Recently, I am digging into the selection of tuning parameters in a binary classification.
I gathered information by googling and the following is my organization.
- We can distinct binary classification problems into two cases
- Balanced classification: the proportion of the two classes is about 5:5
- Imbalanced classification: the proportion of the two classes are not balanced
- In imbalanced classification problems, "accuracy" is not a good metric for model performance
- Almost classification algorithms are developed considering the balanced classification, thus, if our data set is imbalanced the algorithm classifies almost observations as the dominate class.

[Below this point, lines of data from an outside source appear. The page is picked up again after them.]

Issue #38, opened 2015-06-19
msg.Change value


LK4D4:
0207b6b6339670b6f4e9ddd2c2e72ce8d567969e changed behavior a little.
From `man 7 rtnetlink`:
```
ifi_change is reserved for future use and should be always set to 0xFFFFFFFF.
```
Also when set to `0xFFFFFFFF` any netlink call sets interface up(have no idea why). So, I'm not sure what sense make set `msg.Change` to anything. It works with any value, but with `0xFFFFFFFF` it also sets interface up :)
ping @vishvananda @marek-polewski

LK4D4:
I looked in libnl code and `ifi_change` isn't used there at all.

vishvananda:
That is odd. I'm curious about the issue with it overwriting flags on SetLink though that @marek-polewski referenced in the pull request

LK4D4:
@vishvananda Odd indeed, and I'm not sure what expected behavior.

vishvananda:
Fixed by #44

PR #44, opened 2015-08-14
Do not set nlmsghdr data values in ifinfomsg fields

mrjana:
Currently the netlink link_linux.go sets all sorts of nlmsghdr
values like RTM_NETLINK/RTM_SETLINK, NLM_F_REQUEST and IFLA_*
values in ifinfomsg.if_type, ifinfomsg.if_flags and ifinfomsg.if_change respectively.
This is totally incorrect since they are meant to send through to
the kernel interface specific information and not generic netlink
data. Because of this the kernel is treating them for their
expected meaning and more than likely causing a lot of unintentional
consequences.

Signed-off-by: Jana Radhakrishnan <mrjana@docker.com>

### DIFF
--- a/link_linux.go
+++ b/link_linux.go
@@ -73,10 +73,7 @@ func LinkSetMTU(link Link, mtu int) error {
 	req := nl.NewNetlinkRequest(syscall.RTM_SETLINK, syscall.NLM_F_ACK)
 
 	msg := nl.NewIfInfomsg(syscall.AF_UNSPEC)
-	msg.Type = syscall.RTM_SETLINK
-	msg.Flags = syscall.NLM_F_REQUEST
 	msg.Index = int32(base.Index)
-	msg.Change = syscall.IFLA_MTU
 	req.AddData(msg)
 
 	b := make([]byte, 4)
@@ -97,10 +94,7 @@ func LinkSetName(link Link, name string) error {
 	req := nl.NewNetlinkRequest(syscall.RTM_SETLINK, syscall.NLM_F_ACK)
 
 	msg := nl.NewIfInfomsg(syscall.AF_UNSPEC)
-	msg.Type = syscall.RTM_SETLINK
-	msg.Flags = syscall.NLM_F_REQUEST
 	msg.Index = int32(base.Index)
-	msg.Change = syscall.IFLA_IFNAME
 	req.AddData(msg)
 
 	data := nl.NewRtAttr(syscall.IFLA_IFNAME, []byte(name))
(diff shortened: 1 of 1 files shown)


mavenugo:
ping @vishvananda. This seems to be a basic issue. Can you please review it ?

LK4D4:
Btw travis not running tests. And `TestLinkAddDelVeth` failing in master.

mrjana:
@LK4D4 Is that test failing on master or my code?

vishvananda:
Travis cannot run tests because they require sudo. I'm all for removing the change values, as mentioned in #38. I'm not so sure about removing the other values, so I'm going to check. The veth test works fine for me.

vishvananda:
so as far as i can tell, setting NLM_F_REQUEST and RTM_SETLINK is correct. The change code was modified earlier in 0207b6b6339670b6f4e9ddd2c2e72ce8d567969e and it appears that was incorrect.

mrjana:
@vishvananda Yes, please do check. But the ifinfomsg hdr has the following C structure:
```
         struct ifinfomsg {
                  unsigned char  ifi_family; /* AF_UNSPEC */
                  unsigned short ifi_type;   /* Device type */
                  int            ifi_index;  /* Interface index */
                  unsigned int   ifi_flags;  /* Device flags  */
                  unsigned int   ifi_change; /* change mask */
              };
```
And the ifi_flags and ifi_type are meant to be interface specific type and flags. Not nlmsghdr type(like RTM_SETLINK) and nlmsghdr flags (like NLM_F_REQUEST)

mrjana:
@vishvananda Here's the code snippet which sets the nlmsghdr:
```
func NewNetlinkRequest(proto, flags int) *NetlinkRequest {
        return &NetlinkRequest{
                NlMsghdr: syscall.NlMsghdr{
                        Len:   uint32(syscall.SizeofNlMsghdr),
                        Type:  uint16(proto),
                        Flags: syscall.NLM_F_REQUEST | uint16(flags),
                        Seq:   atomic.AddUint32(&nextSeqNr, 1),
```
That is the only place NLM_F* and RTM* should be set. Not in ifinfomsg.

vishvananda:
Ah i see that now. I missed that it was setting it in the ifinfomsg. I stand corrected. Your code looks correct.

LK4D4:
If there is `unshare` on travis, then we can run tests under `unshare -Urn`. For me test failing with
```
--- FAIL: TestLinkAddDelVeth (0.05s)
        link_test.go:49: Created link has a Parent but it shouldn't
```
:/

mrjana:
@LK4D4 That test didn't fail for me when I ran the tests locally on my machine against my code

mavenugo:
works for me too.

LK4D4:
@mrjana Yeah, it fails for me both in master and here. I don't know why, because I remember it worked for me too. Maybe it's kernel magic again, I'm using 4.1.3

mrjana:
@LK4D4 Ah that might be it. Is it possible for you to debug and see where the failure is so that we can save some pain in the future? :-)

LK4D4:
@mrjana Yeah, the problem that newly created veth has ParentIndex of its peer, but test checking that it should be 0 if it wasn't specified.

PR #48, opened 2015-09-12
Htb Qdisc and Class

chantra:
Add support for HTB Qdisc and tc class. The class diff currently only add support for HTB class.

The Qdisc/Class have unittests. I also added unittests for some of the tc_linux structs.

### DIFF
--- a/class.go
+++ b/class.go
@@ -1,0 +1,110 @@
+package netlink
+
+import (
+	"fmt"
+)
+
+type Class interface {
+	Attrs() *ClassAttrs
+	Type() string
+}
+
+// Class represents a netlink class. A filter is associated with a link,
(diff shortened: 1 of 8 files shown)


chantra:
I have another diff in flight to add support for FW filter: https://github.com/chantra/netlink/tree/fw_filter 

AHappy to keep it for a separate PR if needed.

vishvananda:
fw filter code is looking good. A separate pr is the way to go. FYI, the htb code and especially the u32 code is incomplete. Actions should be a separate type with more than just Mirred available, but I did the minimum to support the functionality I needed. Feel free to add anything that you need.

chantra:
:+1:

PR #50, opened 2015-09-19
Add FW filter support

chantra:
Add support for FW filter.

### DIFF
--- a/filter.go
+++ b/filter.go
@@ -52,7 +52,7 @@ type FilterFwAttrs struct {
 	Rate      uint32
 	AvRate    uint32
 	PeakRate  uint32
-	Action    int32
+	Action    int
 	Overhead  uint16
 	LinkLayer int
 }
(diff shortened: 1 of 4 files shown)


chantra:
I will add documentation at a later stage but on this PR. Still, I created the PR so feedback can be given in the meantime.

filter.go
```diff
@@ -39,6 +41,89 @@ func (filter *U32) Type() string {
...
+	InDev     string
+	Mask      uint32
+	Index     uint32
+	Buffer    uint32
+	Mtu       uint32
+	Mpu       uint16
+	Rate      uint32
+	AvRate    uint32
+	PeakRate  uint32
+	Action    int32
```
vishvananda: generally i try to keep the signed ints at this layer as "int" instead of int32 but that is minor

filter_linux.go
```diff
@@ -1,10 +1,11 @@
 package netlink
 
 import (
+	"bytes"
+	"encoding/binary"
 	"fmt"
-	"syscall"
-
 	"github.com/vishvananda/netlink/nl"
+	"syscall"
```
vishvananda: this is out of order

vishvananda:
looks good overally. Some minor stuff inline

PR #51, opened 2015-09-25
Add basic support for TUN/TAP link type and creation.

xnox:


xnox:
All green now.

vishvananda:
Thanks for adding this! I'd like to keep netlink able to build without cgo, so you will need to move the Ifreq  structure definition into pure go and make a definition in go (with serialize/deserialize probably). There are tons of examples of this in nl/xfrm_linux.go. I'm also thinking that that should be part of the low level code but it doesn't belong in nl. Maybe ultimately it could move into an ioctl library.

It does muddy things a bit that it has to use ioctl which isn't exactly in the spirit of netlink, but i see that iproute2 added it because it makes it more usable so I'm ok with following their lead and adding it here.

xnox:
Sounds good, thanks for comments. I'm a golang beginner, but I have experts who can help me out.

PR #52, opened 2015-10-09
Add support for setting nexthop flags for routes

aakso:
There are few nexthop flags that are usable in some scenarios: onlink
and pervasive. This patch allows to set, clear and list them.

These flags make sence only when gateway is set. We will get an error from netlink if we set these flags without a gw. I'm unsure whether this is an ok behavior or should there be some validation before sending the request.


vishvananda:
Validation is a good idea if we know it is going to fail, but it can be added later.

PR #55, opened 2015-10-23
[netem] minimalist support for netem

chantra:
Support for tc_netem_qopt options, e.g: latency, limit, loss, gap, duplicate and jitter

### DIFF
--- a/qdisc.go
+++ b/qdisc.go
@@ -53,7 +53,11 @@ func HandleStr(handle uint32) string {
 	}
 }
 
-func Percentage(percentage float32) uint32 {
+func Percentage2u32(percentage float32) uint32 {
+	// FIXME this is most likely not the best way to convert from % to uint32
+	if percentage == 100 {
+		return math.MaxUint32
+	}
 	return uint32(math.MaxUint32 * (percentage / 100))
 }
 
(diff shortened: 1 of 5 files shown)


qdisc.go
```diff
@@ -120,6 +125,73 @@ func (qdisc *Htb) Type() string {
 	return "htb"
 }
 
+// Netem is a classless qdisc that rate limits based on tokens
+
+type NetemQdiscAttrs struct {
+	Latency   uint32 // in us
```
zfjagann: Maybe consider using [time.Duration](https://golang.org/pkg/time/#Duration)?

chantra: I am not sure it is worth it given that it will need to be casted back to a uint32 in netlink.

zfjagann: The reason being time.Duration is unit agnostic and more go idiomatic. See #56

qdisc_test.go
```diff
@@ -88,13 +88,6 @@ func TestHtbAddDel(t *testing.T) {
 		t.Fatal(err)
 	}
 
-	/*
-		cmd := exec.Command("tc", "qdisc")
-		out, err := cmd.CombinedOutput()
-		if err == nil {
-			fmt.Printf("%s\n", out)
-		}
-	*/
```
vishvananda: thanks for removing this debug code

qdisc_linux.go
```diff
@@ -166,6 +201,16 @@ func QdiscList(link Link) ([]Qdisc, error) {
 					if err := parseHtbData(qdisc, data); err != nil {
 						return nil, err
 					}
+				case "netem":
+					/*
+						data, err := nl.ParseRouteAttr(attr.Value)
+						if err != nil {
+							return nil, err
+						}
+					*/
```
vishvananda: this looks like debug code. Do you mind removing it?

vishvananda:
looks good. Small suggestion inline

chantra:
I `git push --force` with the comment removed.

PR #70, opened 2015-11-26
Add support for rules

krhubert:


vishvananda:
see comment on #72

krhubert:
updated, also when doing rule I thoguht that every netlink object (like link, router, rule, address) should have RtMsg header in struct. It can be useful for some users

PR #72, opened 2015-11-26
Add scope and flags support for netlink address

krhubert:


vishvananda:
Thanks for the work on this and the other package. I want to discuss the idea of having a MaskField. I'm not sure i like the interface that much. There are two fields in link.go that are optionally set. We have MTU which is only set it it is greater than 0, this approach makes sense if zero isn't a valid value for the option. We also have TxQLen where 0 is a valid value. For this field we default it to -1 and only set it if the value is positive. This works if we use a signed 64 bit value (i just noticed that TxQLen should probably be int64 instead of int for proper building on 32 bit platforms). The advantage of this method is that we don't need a separate field that we have to remember to set when we are setting optional values. The drawback is having to create the object with a specific method that defaults values to -1, and using slightly more space. I think i prefer this method to the FlagsMask approach that you use in this (and other) patches. Thoughts?

krhubert:
I think i prefer this method to the FlagsMask approach that you use in this (and other) patches. Thoughts? => you have rigth, I will patch the source,

I'm only affraid that in some cases FlagMask filed will be used. For example in Rule Table ID must be uint32, so type of Table filed must be int64 to be portable and to be able to set default value to e.g. -1

vishvananda:
Yes int64 is default on most platforms anyway, but we should explicitly set
it for portability.

krhubert:
Ok, addr pull request updated,doing rule :)

PR #73, opened 2015-11-26
New route fields, and route filtration 

marek-polewski:
Hi, 

This is route related part of changes that hkrauze and I were using in our projects. 

I think route.LinkIndex should be renamed to Oif for more like netlink msg feel. 
I kept here the LinkIndex name for backward compatibility.
RouteListFiltred with filtration struct in the second argument was added as a replacement for RouteList, but once again I left the previous call to not break anyone code.

Feel free to comment.

### DIFF
--- a/route_linux.go
+++ b/route_linux.go
@@ -29,8 +29,6 @@ func routeHandle(route *Route, req *nl.NetlinkRequest, msg *nl.RtMsg) error {
 		return fmt.Errorf("one of Dst.IP, Src, or Gw must not be nil")
 	}
 
-	msg.Scope = uint8(route.Scope)
-	msg.Flags = uint32(route.Flags)
 	family := -1
 	var rtAttrs []*nl.RtAttr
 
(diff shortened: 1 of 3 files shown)


route_linux.go
```diff
@@ -102,22 +157,28 @@ func routeHandle(route *Route, req *nl.NetlinkRequest, msg *nl.RtMsg) error {
...
+			Oif:      link.Attrs().Index,
+			FlagMask: RT_FILTER_OIF,
+		}
+	}
+	return RouteListFiltered(family, rf)
+}
+
+// RouteListFiltered gets a list of routes in the system filtered with specified rules.
+// All rules must be defined in RouteFilter struct
+func RouteListFiltered(family int, filter *RouteFilter) ([]Route, error) {
```
vishvananda: Rather than having a separate route filter object that duplicates all the fields, I think it makes more sense to have two parameters,  RouteListFiltered(family int, filter *Route, filterMask uint64)

vishvananda:
See my comment. I agree that Oif would make more sense, but yeah there is the problem of breaking existing code. I used LinkIndex since all the other stuff does. Maybe ILinkIndex and OLinkIndex? You could call the new parameter ILinkIndex to keep the same rough format if you want.

marek-polewski:
Hi,
I like the idea of using route and mask instead of additional structure.
Just applied those changes.

PR #74, opened 2015-11-30
Add support for creating gretap interfaces and setting and retrieving interface by alias.

mcastelino:
Added support for creating gretap interfaces. 
Added support for alias. This capability may be useful to set meta information to be associated with interfaces. The interface names are of limited length. The alias field allows for significantly more descriptive interface details.


vishvananda:
looks like one of the other merges conflicted with this. Could you rebase it?

PR #78, opened 2015-12-09
add bond interface support

marek-polewski:
Hi, 

This is our implementation of support for bond interfaces.

Earlier we were using FlagMask for distinguishing undefined fields, but I removed it for the negative values in fields (discussion on #72).

All empty fields are by default equal -1 (or nil). In my opinion, this  results in a faster understanding of which fields are undefined, instead of the rule: undefined := minValue(field) - 1  No need to know the minimal supported value.

Please tell me how you feel about that.


link.go
```diff
@@ -240,6 +241,289 @@ func (ipvlan *IPVlan) Type() string {
...
+	return &Bond{
+		LinkAttrs:       atr,
+		Mode:            -1,
+		ActiveSlave:     -1,
+		Miimon:          -1,
+		UpDelay:         -1,
+		DownDelay:       -1,
+		UseCarrier:      -1,
+		ArpInterval:     -1,
+		ArpIpTargets:    nil,
```
vishvananda: fyi the default value for a slice is nil

rade:
This PR is missing some code. `NewBond` is not defined anywhere. Cue [build failures](https://travis-ci.org/weaveworks/weave/builds/96004463#L299).

marek-polewski:
True, my mistake - sorry. #79 fix this.

PR #79, opened 2015-12-10
Fix build error

krhubert:
How this happend that CI dosen't catch build error?

### DIFF
--- a/link_linux.go
+++ b/link_linux.go
@@ -890,7 +890,7 @@ func parseVxlanData(link Link, data []syscall.NetlinkRouteAttr) {
 }
 
 func parseBondData(link Link, data []syscall.NetlinkRouteAttr) {
-	bond := NewLinkBond(LinkAttrs{})
+	bond := NewLinkBond(NewLinkAttrs())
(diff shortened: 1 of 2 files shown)


rade:
> How this happend that CI dosen't catch build error?

Looks like the CI is configured to simply run 'make'. And the default target in the Makefile... just runs `gofmt`.

andrewtchin:
+1 please merge this

vishvananda:
yeah unfortunately the tests require sudo so they don't really work on the ci server. I should at least modify it to do some kind of sanity build.

chantra:
Re ci, there is way to run as root when using vms. You may need to use the trusty image to get a kernel that is somehow newish.

LK4D4:
Also, it's possible with `unshare -Urn`, but you need newer util-linux.

vishvananda:
FYI i got the tests running in travis. I had to skip the ipvlan tests because the kernel is too old. Also there is a failure in the addr_linux tests. It looks like the older kernel doesn't set IFA_F_PERMANENT on the loopback device?

PR #404, opened 2018-11-18
Add devlink commands for devlink device information

paravmellanox:
This patch adds very basic support for getting information about
devlink devices which are typically PCI devices which exposes Networking
switch or legacy devices.

This information includes bus name, device name and eswitch modes.
This is done through devlink family of commands via generic netlink
sockets provided by Linux kernel.

DevlinkDevice represents a devlink device which is identified by bus
name and device name (unlike interface index for netdevices).
It contains the DevlinkDevAttrs device attributes.
Currently only eswitch attributes are queried. In future more attributes
such as port, shared buffer, traffic class will be added.

### DIFF
--- a/devlink_linux.go
+++ b/devlink_linux.go
@@ -1,0 +1,167 @@
+package netlink
+
+import (
+	"syscall"
+
+	"github.com/vishvananda/netlink/nl"
+	"golang.org/x/sys/unix"
+)
+
+// DevlinkDevEswitchAttr represents device's eswitch attributes
+type DevlinkDevEswitchAttr struct {
+	Mode       string
+	InlineMode string
+	EncapMode  string
+}
+
+// DevlinkDevAttrs represents device attributes
+type DevlinkDevAttrs struct {
+	Eswitch DevlinkDevEswitchAttr
+}
+
+// DevlinkDevice represents device and its attributes
+type DevlinkDevice struct {
+	BusName    string
+	DeviceName string
+	Attrs      DevlinkDevAttrs
+}
+
+func parseDevLinkDeviceList(msgs [][]byte) ([]*DevlinkDevice, error) {
+	devices := make([]*DevlinkDevice, 0, len(msgs))
+	for _, m := range msgs {
+		attrs, err := nl.ParseRouteAttr(m[nl.SizeofGenlmsg:])
+		if err != nil {
+			return nil, err
+		}
+		dev := &DevlinkDevice{}
+		if err = dev.parseAttributes(attrs); err != nil {
+			return nil, err
+		}
+		devices = append(devices, dev)
+	}
+	return devices, nil
+}
+
+func parseEswitchMode(mode uint16) string {
+	var eswitchMode = map[uint16]string{
+		nl.DEVLINK_ESWITCH_MODE_LEGACY:    "legacy",
+		nl.DEVLINK_ESWITCH_MODE_SWITCHDEV: "switchdev",
+	}
+	if eswitchMode[mode] == "" {
+		return "unknown"
+	} else {
+		return eswitchMode[mode]
+	}
+}
+
+func parseEswitchInlineMode(inlinemode uint8) string {
+	var eswitchInlineMode = map[uint8]string{
+		nl.DEVLINK_ESWITCH_INLINE_MODE_NONE:      "none",
+		nl.DEVLINK_ESWITCH_INLINE_MODE_LINK:      "link",
+		nl.DEVLINK_ESWITCH_INLINE_MODE_NETWORK:   "network",
+		nl.DEVLINK_ESWITCH_INLINE_MODE_TRANSPORT: "transport",
+	}
+	if eswitchInlineMode[inlinemode] == "" {
+		return "unknown"
+	} else {
+		return eswitchInlineMode[inlinemode]
+	}
+}
+
+func parseEswitchEncapMode(encapmode uint8) string {
+	var eswitchEncapMode = map[uint8]string{
+		nl.DEVLINK_ESWITCH_ENCAP_MODE_NONE:  "disable",
+		nl.DEVLINK_ESWITCH_ENCAP_MODE_BASIC: "enable",
+	}
+	if eswitchEncapMode[encapmode] == "" {
+		return "unknown"
+	} else {
+		return eswitchEncapMode[encapmode]
+	}
+}
+
+func (d *DevlinkDevice) parseAttributes(attrs []syscall.NetlinkRouteAttr) error {
+	for _, a := range attrs {
+		switch a.Attr.Type {
+		case nl.DEVLINK_ATTR_BUS_NAME:
+			d.BusName = string(a.Value)
+		case nl.DEVLINK_ATTR_DEV_NAME:
+			d.DeviceName = string(a.Value)
+		case nl.DEVLINK_ATTR_ESWITCH_MODE:
+			d.Attrs.Eswitch.Mode = parseEswitchMode(native.Uint16(a.Value))
+		case nl.DEVLINK_ATTR_ESWITCH_INLINE_MODE:
+			d.Attrs.Eswitch.InlineMode = parseEswitchInlineMode(uint8(a.Value[0]))
+		case nl.DEVLINK_ATTR_ESWITCH_ENCAP_MODE:
+			d.Attrs.Eswitch.EncapMode = parseEswitchEncapMode(uint8(a.Value[0]))
+		}
+	}
+	return nil
+}
+
+func (dev *DevlinkDevice) parseEswitchAttrs(msgs [][]byte) {
+	m := msgs[0]
+	attrs, err := nl.ParseRouteAttr(m[nl.SizeofGenlmsg:])
+	if err != nil {
+		return
+	}
+	dev.parseAttributes(attrs)
+}
+
+func (h *Handle) getEswitchAttrs(family *GenlFamily, dev *DevlinkDevice) {
+	msg := &nl.Genlmsg{
+		Command: nl.DEVLINK_CMD_ESWITCH_GET,
+		Version: nl.GENL_DEVLINK_VERSION,
+	}
+	req := h.newNetlinkRequest(int(family.ID), unix.NLM_F_REQUEST|unix.NLM_F_ACK)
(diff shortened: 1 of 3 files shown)


devlink_linux.go
```diff
@@ -0,0 +1,167 @@
...
+			d.Attrs.Eswitch.InlineMode = parseEswitchInlineMode(uint8(a.Value[0]))
+		case nl.DEVLINK_ATTR_ESWITCH_ENCAP_MODE:
+			d.Attrs.Eswitch.EncapMode = parseEswitchEncapMode(uint8(a.Value[0]))
+		}
+	}
+	return nil
+}
+
+func parseEswitchAttrs(msgs [][]byte, dev *DevlinkDevice) {
+
```
callmehollow: unnecessary empty line

devlink_linux.go
```diff
@@ -0,0 +1,167 @@
...
+		case nl.DEVLINK_ATTR_ESWITCH_INLINE_MODE:
+			d.Attrs.Eswitch.InlineMode = parseEswitchInlineMode(uint8(a.Value[0]))
+		case nl.DEVLINK_ATTR_ESWITCH_ENCAP_MODE:
+			d.Attrs.Eswitch.EncapMode = parseEswitchEncapMode(uint8(a.Value[0]))
+		}
+	}
+	return nil
+}
+
+func parseEswitchAttrs(msgs [][]byte, dev *DevlinkDevice) {
```
callmehollow: May be make that func a method of *DevlinkDevice like parseAttributes?
And may be return an error? Or it should be silent?

devlink_linux.go
```diff
@@ -0,0 +1,167 @@
...
+		return nil, err
+	}
+	devices, err := parseDevLinkDeviceList(msgs)
+	if err != nil {
+		return nil, err
+	}
+	for _, d := range devices {
+		h.getEswitchAttrs(f, d)
+	}
+	return devices, err
```
callmehollow: I think return should look like this
`return devices, nil`

devlink_linux.go
```diff
@@ -0,0 +1,167 @@
...
+// DevlinkDevice represents device and its attributes
+type DevlinkDevice struct {
+	BusName    string
+	DeviceName string
+	Attrs      DevlinkDevAttrs
+}
+
+func parseDevLinkDeviceList(msgs [][]byte) ([]*DevlinkDevice, error) {
+	devices := make([]*DevlinkDevice, 0, len(msgs))
+	for _, m := range msgs {
```
callmehollow: err var inits 2 times every loop

devlink_linux.go
```diff
@@ -0,0 +1,167 @@
...
+
+	m := msgs[0]
+	attrs, err := nl.ParseRouteAttr(m[nl.SizeofGenlmsg:])
+	if err != nil {
+		return
+	}
+	dev.parseAttributes(attrs)
+}
+
+func (h *Handle) getEswitchAttrs(family *GenlFamily, dev *DevlinkDevice) {
```
callmehollow: should getEswitchAttrs be silent?

devlink_linux.go
paravmellanox: @callmehollow removed.

devlink_linux.go
paravmellanox: @callmehollow yes, because devices which doesn't support will return error unsupported. Typically when sriov is disabled they return unsupported, once its enabled they operate in switchdev or legacy mode. so in such case no eswitch attributes are initialized. So getEswitchAttrs() doesn't return an error code. May be if error code other than "unsupported" is returned, than this function can return error if needed.

devlink_linux.go
paravmellanox: @callmehollow yes, make sense. changing it.

devlink_linux.go
paravmellanox: @callmehollow now made it a method of *DevlinkDevice.

devlink_linux.go
paravmellanox: @callmehollow removed second init now.

devlink_linux.go
```diff
@@ -0,0 +1,166 @@
...
+	for _, a := range attrs {
+		switch a.Attr.Type {
+		case nl.DEVLINK_ATTR_BUS_NAME:
+			d.BusName = string(a.Value)
+		case nl.DEVLINK_ATTR_DEV_NAME:
+			d.DeviceName = string(a.Value)
+		case nl.DEVLINK_ATTR_ESWITCH_MODE:
+			d.Attrs.Eswitch.Mode = parseEswitchMode(native.Uint16(a.Value))
+		case nl.DEVLINK_ATTR_ESWITCH_INLINE_MODE:
+			d.Attrs.Eswitch.InlineMode = parseEswitchInlineMode(uint8(a.Value[0]))
```
fcrisciani: do you need checks on a.Value length?

nl/devlink_linux.go
```diff
@@ -0,0 +1,36 @@
+package nl
+
+const (
```
fcrisciani: can you put a reference of the linux kernel from where these values are defined?

devlink_linux.go
```diff
@@ -0,0 +1,166 @@
...
+		dev := &DevlinkDevice{}
+		if err = dev.parseAttributes(attrs); err != nil {
+			return nil, err
+		}
+		devices = append(devices, dev)
+	}
+	return devices, nil
+}
+
+func parseEswitchMode(mode uint16) string {
```
fcrisciani: Would be great, if possible, to change this into a map that capture all the possible modes:
```
var L4ProtoMap = map[uint16]string{
	nl.DEVLINK_ESWITCH_MODE_LEGACY:  "legacy",
	nl.DEVLINK_ESWITCH_MODE_SWITCHDEV: "switchdev",
        [...]
```

devlink_linux.go
```diff
@@ -0,0 +1,166 @@
...
+	case nl.DEVLINK_ESWITCH_MODE_LEGACY:
+		return "legacy"
+	case nl.DEVLINK_ESWITCH_MODE_SWITCHDEV:
+		return "switchdev"
+	default:
+		return "unknown"
+	}
+}
+
+func parseEswitchInlineMode(inlinemode uint8) string {
```
fcrisciani: same for this

devlink_linux.go
fcrisciani: If it is a get maybe a better function prototype would be:
`func (h *Handle) getEswitchAttrs(family *GenlFamily) (*DevlinkDevice, error)`

devlink_test.go
```diff
@@ -0,0 +1,34 @@
...
+
+package netlink
+
+import (
+	"io/ioutil"
+	"strings"
+	"testing"
+)
+
+func setupDevlinkKModule(t *testing.T, name string) {
```
fcrisciani: use this method: https://github.com/vishvananda/netlink/blob/master/netlink_test.go#L118

paravmellanox: @fcrisciani done

devlink_linux.go
paravmellanox: @fcrisciani the current function signature of getEswitchAttrs() is this way, because DevlinkDevice consist of few members and additional eswitch attributes and in future more attributes will be added.
So scope of geteswitchAttrs() is to just update those fields. I am not sure alternatively returning/copying only EswitchAttr is worth instead of passing DevlinkDevice pointer.

devlink_linux.go
paravmellanox: @fcrisciani I am not sure. This is coming from kernel. Should we stop at just the length, or also check that it contains just the number? I was thinking we can trust the kernel here to return sane values of sane size? What do you think?

nl/devlink_linux.go
paravmellanox: @fcrisciani sure, reference in code or in commit log? for example nl/tc_linux.go doesn't have any reference for value definition for TCA_POLICE_TBF etc.
But that may be old. I can add the reference to kernel uapi header file. Let me know.

devlink_linux.go
paravmellanox: @fcrisciani , yes, this is possible, if we dont' find it in map, will continue to return unknown in else condition, so that when tomorrow if kernel adds new option, we can still return unknown.

devlink_linux.go
fcrisciani: I was more concerned if there is some parsing issue will crash here

nl/devlink_linux.go
fcrisciani: look at https://github.com/vishvananda/netlink/blob/master/nl/conntrack_linux.go, I guess there is value in having something like that so that there is a clear reference on where the values are coming from

devlink_linux.go
fcrisciani: sure

nl/devlink_linux.go
paravmellanox: @fcrisciani sure. I will add it.

paravmellanox:
@fcrisciani let me know if comments I fixed looks ok. I like to push more APIs post this pull request sometime next week.

paravmellanox:
@fcrisciani @vishvananda 
ping.
Also not sure, why there are CI failures in addr_test.go. This PR is not touching addr_test.go.

aboch:
Ping @fcrisciani

fcrisciani:
@paravmellanox 
the failure that I see is:
```
--- FAIL: TestNeighSubscribe (0.49s)
	neigh_test.go:317: Add update not received as expected: want 28 got 0
```

aboch:
Please rebase to pick https://github.com/vishvananda/netlink/commit/78a3099b7080a21527eb1e172546da32bee38f2a

it should make that test failure go away

fcrisciani:
@aboch if the test failure is not related I'm good with merging this one

aboch:
>Pull requests that have a failing status can’t be merged on a phone.

:)

paravmellanox:
> 
> 
> > Pull requests that have a failing status can’t be merged on a phone.
> 
> :)

@aboch @fcrisciani I will rebase in few hours and push again the same code.

paravmellanox:
@aboch @fcrisciani, ok. travis-ci looks good now.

- Therefore, although we cannot correctly classify the fewer proportion class, the accuracy is very high
- Hence, when we tune our tuning parameters by using cross-validation, the accuracy is not a good metric
My questions are as follows:
Is there any wrong part in my knowledge?
If my thought is not critically wrong, I think, we can use the accuracy to tune the parameters in the "balanced" classification problems. But, I am not sure whether that is correct idea
In every classification, we have to choose a probability threshold (= decision threshold (cutoff) = discriminant threshold (cutoff)). Considering the discussion above, it is not a good idea to use "accuracy" to select the threshold as a metric only in the imbalanced classification problems. I think, however, accuracy could be a good metric in the threshold selection in a balanced classification problem. Is this idea non-problematic?
Thank you for your time to read this long question.